#### To do
Only the lines with "AddressFK" in them need to be copied from the listing.
**********
PR #222, opened 2020-07-10
Adds address_id to log_value

yaoandrew:


rmulhol (changes requested):
Adding this temporarily since it's a breaking change

paytonrules:
@yaoandrew - mostly so it doesn't get lost, I bet you could rebase this to breaking-changes.

transformers/events/log_value/transformer.go
```diff
@@ -17,67 +17,48 @@
...
 	"github.com/makerdao/vdb-mcd-transformers/transformers/shared"
 	"github.com/makerdao/vulcanizedb/libraries/shared/factories/event"
 	"github.com/makerdao/vulcanizedb/pkg/core"
 	"github.com/makerdao/vulcanizedb/pkg/datastore/postgres"
-	"github.com/makerdao/vulcanizedb/pkg/eth"
 )
 
 type Transformer struct{}
 
 const Val event.ColumnName = "val"
```
rmulhol: should we delete this now?

transformers/events/log_value/transformer.go
```diff
@@ -17,67 +17,48 @@
...
+		contractAddressID, contractAddressErr := shared.GetOrCreateAddress(log.Log.Address.String(), db)
+		if contractAddressErr != nil {
+			return nil, err
+		}
 
-	var models []event.InsertionModel
-	for _, logValueEntity := range entities {
-		bigIntVal := new(big.Int).SetBytes(logValueEntity.Val[:])
+		bigIntVal := new(big.Int)
+		bigIntVal.SetBytes(log.Log.Data)
```
rmulhol, line 45: mostly just curious - what inspired you to take out parsing of the entity from the ABI? This seems more elegant - I hadn't even realized we could do this 🎉

transformers/events/log_value/transformer.go
```diff
@@ -17,67 +17,48 @@
...
-	"github.com/makerdao/vulcanizedb/pkg/eth"
 )
 
 type Transformer struct{}
 
 const Val event.ColumnName = "val"
 
-func (Transformer) toEntities(contractAbi string, logs []core.EventLog) ([]LogValueEntity, error) {
-	var entities []LogValueEntity
+func (t Transformer) ToModels(abi string, logs []core.EventLog, db *postgres.DB) ([]event.InsertionModel, error) {
```
rmulhol: maybe worth replacing `abi` with `_`, if it's no longer used

transformers/events/log_value/transformer.go
```diff
@@ -17,67 +17,48 @@
 package log_value
 
 import (
-	"fmt"
 	"math/big"
 
 	"github.com/makerdao/vdb-mcd-transformers/transformers/shared/constants"
```
rmulhol: super nbd but could prob remove this whitespace

db/migrations/20191118031513_create_log_value.sql
```diff
@@ -4,6 +4,7 @@ CREATE TABLE maker.log_value
     id        SERIAL PRIMARY KEY,
     header_id INTEGER NOT NULL REFERENCES public.headers (id) ON DELETE CASCADE,
     log_id    BIGINT  NOT NULL REFERENCES public.event_logs (id) ON DELETE CASCADE,
+    address_id BIGINT NOT NULL REFERENCES public.addresses (id) ON DELETE CASCADE,
```
rmulhol: could "Reformat Code" to fix the alignment

rmulhol (commented):
:shipit:

rmulhol (approved):

transformers/events/log_value/transformer.go
yaoandrew: 😄 I'm glad it works, I think I just noticed that during the refactor that if all I needed was the data, I could grab it from the log.

PR #223, opened 2020-07-10
VDB-1395 vow file

elizabethengelman:
- Instead of calling this transformer/table `vow_file_flapper_flopper` I called it `vow_file_auction_address` since this [file method implemntation](https://github.com/makerdao/dss/blob/master/src/vow.sol#L101) is setting the flapper or flopper address on the vow contract. Totally happy to change this to something else if folks have another idea. 

- I didn't change the location or the name of the original `vow_file` transformer, and was thinking of just waiting until we pick up [VDB-1437](https://makerdao.atlassian.net/browse/VDB-1437) to make those changes. Perhaps we could rename it to `vow_file_auction_attributes` or something since that [file method implementation](https://github.com/makerdao/dss/blob/master/src/vow.sol#L92) is setting specific attributes for either the flapper or flopper on the vow contract.


db/migrations/20200709092801_create_vow_file_auction_address_table.sql
```diff
@@ -0,0 +1,20 @@
+-- +goose Up
+CREATE TABLE maker.vow_file_auction_address
+(
+    id        SERIAL PRIMARY KEY,
+    header_id INTEGER NOT NULL REFERENCES public.headers (id) ON DELETE CASCADE,
+    log_id    BIGINT  NOT NULL REFERENCES public.event_logs (id) ON DELETE CASCADE,
+    what      TEXT,
+    data      INTEGER NOT NULL REFERENCES public.addresses (id) ON DELETE CASCADE,
```
rmulhol, line 9: maybe worth grabbing the msg.sender as well?

transformers/integration_tests/vow_file_auction_address_test.go
```diff
@@ -0,0 +1,92 @@
...
+		Expect(err).NotTo(HaveOccurred())
+
+		eventLogs := test_data.CreateLogs(header.Id, logs, db)
+
+		tr := initializer.NewTransformer(db)
+		executeErr := tr.Execute(eventLogs)
+		Expect(executeErr).NotTo(HaveOccurred())
+
+		var dbResult []vowFileAuctionAddressModel
+		getVowFileErr := db.Select(&dbResult, `SELECT what, data from maker.vow_file_auction_address`)
```
rmulhol: Super minor but if we're expecting only one result maybe we can get away with using `db.Get` and passing a single `vowFileAuctionAddressModel`? Thinking that should mean we don't need to expect len(results) to == 0

transformers/shared/constants/method.go
```diff
@@ -173,6 +173,9 @@ func vatSlipMethod() string { return getSolidityFunctionSignature(VatABI(), "sli
 func vatSuckMethod() string { return getSolidityFunctionSignature(VatABI(), "suck") }
 func vowFessMethod() string { return getSolidityFunctionSignature(VowABI(), "fess") }
 func vowFileMethod() string { return getSolidityFunctionSignature(VowABI(), "file") }
```
rmulhol: A little surprised this doesn't need to use `getOverloadedFunctionSignature` - maybe worth using anyway to be explicit about the distinction?

transformers/test_data/vow_file.go
```diff
@@ -65,3 +65,43 @@ var VowFileModel = event.InsertionModel{
 		event.LogFK:          VowFileEventLog.ID,
 	},
 }
+
+var rawVowFileAuctionAddressLog = types.Log{
+	Address: common.HexToAddress(VowAddress()),
+	Topics: []common.Hash{
+		common.HexToHash(constants.VowFileSignature()),
```
rmulhol: Should this be `VowFileAuctionAddressSignature()`?

rmulhol (approved):
LGTM! Couple minor comments, nothing blocking - would be cool to add a story for adding the `msg.sender` if we're not doing so here

transformers/integration_tests/vow_file_auction_address_test.go
elizabethengelman: Good call!

transformers/shared/constants/method.go
elizabethengelman: 🤔  Yeah, good catch. I wonder if we just lucked out before, and the file signature we were after was returned first from the abi. Updating it to use `getOverloadedFunctionSignature` makes sense to me though.

PR #225, opened 2020-07-14
vdb 1417 sender tend

yaoandrew:


rmulhol (changes requested):
dropping this here since it's a breaking change 😬

transformers/component_tests/queries/test_helpers/test_helpers.go
```diff
@@ -633,11 +633,14 @@ func CreateFlopKick(contractAddress string, bidId int, headerId, logId int64, db
 func CreateTend(input TendCreationInput) (err error) {
 	addressID, addressErr := shared.GetOrCreateAddress(input.ContractAddress, input.DB)
 	Expect(addressErr).NotTo(HaveOccurred())
+	msgSenderAddressID, msgSenderAddressErr := shared.GetOrCreateAddress(test_data.TendEventLog.Log.Topics[1].Hex(), input.DB)
```
rmulhol: I like not spending too much time here, but wonder if we might eventually want to add the `msg.sender` as part of the `input` that's passed in - if we want to assert against it. Wouldn't rush into doing this (esp as part of this PR) until taking a longer look at where this function is called

transformers/events/tend/transformer.go
```diff
@@ -52,15 +57,16 @@ func (Transformer) ToModels(_ string, logs []core.EventLog, db *postgres.DB) ([]
 			SchemaName: constants.MakerSchema,
 			TableName:  constants.TendTable,
 			OrderedColumns: []event.ColumnName{
-				event.HeaderFK, event.AddressFK, event.LogFK, constants.BidIDColumn, constants.LotColumn, constants.BidColumn,
+				event.HeaderFK, event.AddressFK, event.LogFK, constants.MsgSenderColumn, constants.BidIDColumn, constants.LotColumn, constants.BidColumn,
```
rmulhol: super nbd but might consider putting each of these on a new line

transformers/events/tend/transformer_test.go
```diff
@@ -44,11 +44,18 @@ var _ = Describe("Tend transformer", func() {
...
 
-			var addressID int64
+			var addressID, msgSenderAddressID int64
+
 			addrErr := db.Get(&addressID, `SELECT id FROM public.addresses`)
 			Expect(addrErr).NotTo(HaveOccurred())
 			expectedModel := test_data.TendModel()
 			expectedModel.ColumnValues[event.AddressFK] = addressID
+
+			msgSenderAddressErr := db.Get(&msgSenderAddressID, `SELECT id FROM addresses WHERE address = $1`,
```
rmulhol: Noticed this while working on the deal transformer as well, but idk why we're doing raw DB queries here (and above for the `addressID`) - would be a fan of using `shared.GetOrCreateAddress` (esp since I think now the query for the `addressID` could be flaky unless the contract address == `msg.sender`)

transformers/test_data/test_helpers.go
```diff
@@ -65,8 +66,13 @@ func CreateTestHeader(db *postgres.DB) int64 {
 // Create a header sync log to reference in an event, returning inserted header sync log
 func CreateTestLog(headerID int64, db *postgres.DB) core.EventLog {
```
rmulhol: seems weird that this function would create only `tend` events - wonder if it's worth creating a new function if we need this to be a `tend` somewhere (and/or change it so we can pass in the `topic0`)

transformers/component_tests/queries/test_helpers/test_helpers.go
rmulhol: Following up - definitely don't think this merits a change in this PR. Seems like it would require a lot of changes for a pretty questionable value add

transformers/events/tend/transformer_test.go
```diff
@@ -44,11 +44,18 @@ var _ = Describe("Tend transformer", func() {
 			models, err := transformer.ToModels(constants.FlipABI(), []core.EventLog{test_data.TendEventLog}, db)
 			Expect(err).NotTo(HaveOccurred())
 
-			var addressID int64
+			var addressID, msgSenderAddressID int64
+
 			addrErr := db.Get(&addressID, `SELECT id FROM public.addresses`)
```
paytonrules: This line looks like it happens to depend on the order, so it gets the right address by luck.

transformers/test_data/test_helpers.go
yaoandrew: Ah yeah.. this thing is called a bunch of other places. I should just set the topics after.

paytonrules (approved):
This ready for merge? It looks right to me.

transformers/component_tests/queries/test_helpers/test_helpers.go
```diff
@@ -633,11 +633,14 @@ func CreateFlopKick(contractAddress string, bidId int, headerId, logId int64, db
...
+	Expect(msgSenderAddressErr).NotTo(HaveOccurred())
 	tendModel := test_data.TendModel()
 	tendLog := test_data.CreateTestLog(input.TendHeaderId, input.DB)
 	tendModel.ColumnValues[constants.BidIDColumn] = strconv.Itoa(input.BidId)
 	tendModel.ColumnValues[constants.LotColumn] = strconv.Itoa(input.Lot)
 	tendModel.ColumnValues[constants.BidColumn] = strconv.Itoa(input.BidAmount)
+	tendModel.ColumnValues[constants.MsgSenderColumn] = msgSenderAddressID
```
rmulhol: Could prob use Eric's `AssignMessageSenderID` here

transformers/component_tests/triggers/bid_event_trigger_test.go
```diff
@@ -101,11 +102,17 @@ var _ = Describe("Updating bid_event table", func() {
 		address := test_data.FlipEthAddress()
 		addressID, addressErr := shared.GetOrCreateAddress(address, db)
 		Expect(addressErr).NotTo(HaveOccurred())
+
+		fakeMsgSenderAddress := fakes.RandomString(42)
+		fakeMsgSenderAddressID, fakeMsgSenderAddressErr := shared.GetOrCreateAddress(fakeMsgSenderAddress, db)
+		Expect(fakeMsgSenderAddressErr).NotTo(HaveOccurred())
```
rmulhol: ditto here

transformers/component_tests/triggers/bid_event_trigger_test.go
```diff
@@ -341,6 +348,10 @@ var _ = Describe("Updating bid_event table", func() {
 			flipRepo.SetDB(db)
 			diffID = CreateFakeDiffRecord(db)
 
+			fakeMsgSenderAddress := fakes.RandomString(42)
+			fakeMsgSenderAddressID, fakeMsgSenderAddressErr := shared.GetOrCreateAddress(fakeMsgSenderAddress, db)
+			Expect(fakeMsgSenderAddressErr).NotTo(HaveOccurred())
```
rmulhol: same

transformers/events/tend/transformer_test.go
```diff
@@ -44,11 +44,15 @@ var _ = Describe("Tend transformer", func() {
...
-			Expect(addrErr).NotTo(HaveOccurred())
+			contractAddressID, contractAddressErr := shared.GetOrCreateAddress(test_data.TendEventLog.Log.Address.String(), db)
+			Expect(contractAddressErr).NotTo(HaveOccurred())
 			expectedModel := test_data.TendModel()
-			expectedModel.ColumnValues[event.AddressFK] = addressID
+			expectedModel.ColumnValues[event.AddressFK] = contractAddressID
+
+			msgSenderAddressID, msgSenderAddressErr := shared.GetOrCreateAddress(test_data.TendEventLog.Log.Topics[1].Hex(), db)
+			Expect(msgSenderAddressErr).NotTo(HaveOccurred())
+			expectedModel.ColumnValues[constants.MsgSenderColumn] = msgSenderAddressID
```
rmulhol: here as well

transformers/storage/repository_test.go
```diff
@@ -18,6 +18,7 @@ package storage_test
 
 import (
 	"fmt"
+	"github.com/makerdao/vdb-mcd-transformers/transformers/shared/constants"
```
rmulhol: If you remove the blank space on line 24/25 and run `goimports -w transformers/storage/repository_test.go`, that should clean this up a bit

transformers/storage/repository_test.go
```diff
@@ -795,9 +796,19 @@ func insertFlopKicks(blockNumber int64, kicks string, contractAddressID int64, d
...
-		headerID, bidID, 0, 0, contractAddressID, tendLog.ID,
+	tendLog.Log.Topics = []common.Hash{
+		common.HexToHash(constants.TendSignature()),
+		common.HexToHash("0x0000000000000000000000003a673843d27d037b206bb05eb1abbc7288d95e66"),
+		common.HexToHash("0x000000000000000000000000000000000000000000000000000000000000000a"),
+		common.HexToHash("0x000000000000000000000000000000000000000000000000000007bb0f7b0800"),
+	}
+
+	msgSenderAddressID, msgSenderAddressErr := shared.GetOrCreateAddress(tendLog.Log.Topics[1].Hex(), db)
+	Expect(msgSenderAddressErr).NotTo(HaveOccurred())
```
rmulhol: can prob use `AssignMessageSenderID` here too

transformers/storage/repository_test.go
```diff
@@ -795,9 +796,19 @@ func insertFlopKicks(blockNumber int64, kicks string, contractAddressID int64, d
...
 	tendLog := test_data.CreateTestLog(headerID, db)
-	_, err := db.Exec(`INSERT into maker.tend (header_id, bid_id, lot, bid, address_id, log_id)
-		VALUES($1, $2::NUMERIC, $3::NUMERIC, $4::NUMERIC, $5, $6)`,
-		headerID, bidID, 0, 0, contractAddressID, tendLog.ID,
+	tendLog.Log.Topics = []common.Hash{
+		common.HexToHash(constants.TendSignature()),
+		common.HexToHash("0x0000000000000000000000003a673843d27d037b206bb05eb1abbc7288d95e66"),
+		common.HexToHash("0x000000000000000000000000000000000000000000000000000000000000000a"),
+		common.HexToHash("0x000000000000000000000000000000000000000000000000000007bb0f7b0800"),
+	}
```
rmulhol: Depending on when this gets merged, I think you might be able to use a helper created by Eric to build a test log based off of test data (and assign events that way) - https://github.com/makerdao/vdb-mcd-transformers/pull/236/files#diff-eaee5d9c3bd36e4c40f28c33bad51985R97

rmulhol (approved):
All my stuff is no longer merge blocking 👍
**********
#### Answer for this exercise
-				event.HeaderFK, event.AddressFK, event.LogFK, constants.BidIDColumn, constants.LotColumn, constants.BidColumn,
+				event.HeaderFK, event.AddressFK, event.LogFK, constants.MsgSenderColumn, constants.BidIDColumn, constants.LotColumn, constants.BidColumn,
 			expectedModel.ColumnValues[event.AddressFK] = addressID
-			expectedModel.ColumnValues[event.AddressFK] = addressID
+			expectedModel.ColumnValues[event.AddressFK] = contractAddressID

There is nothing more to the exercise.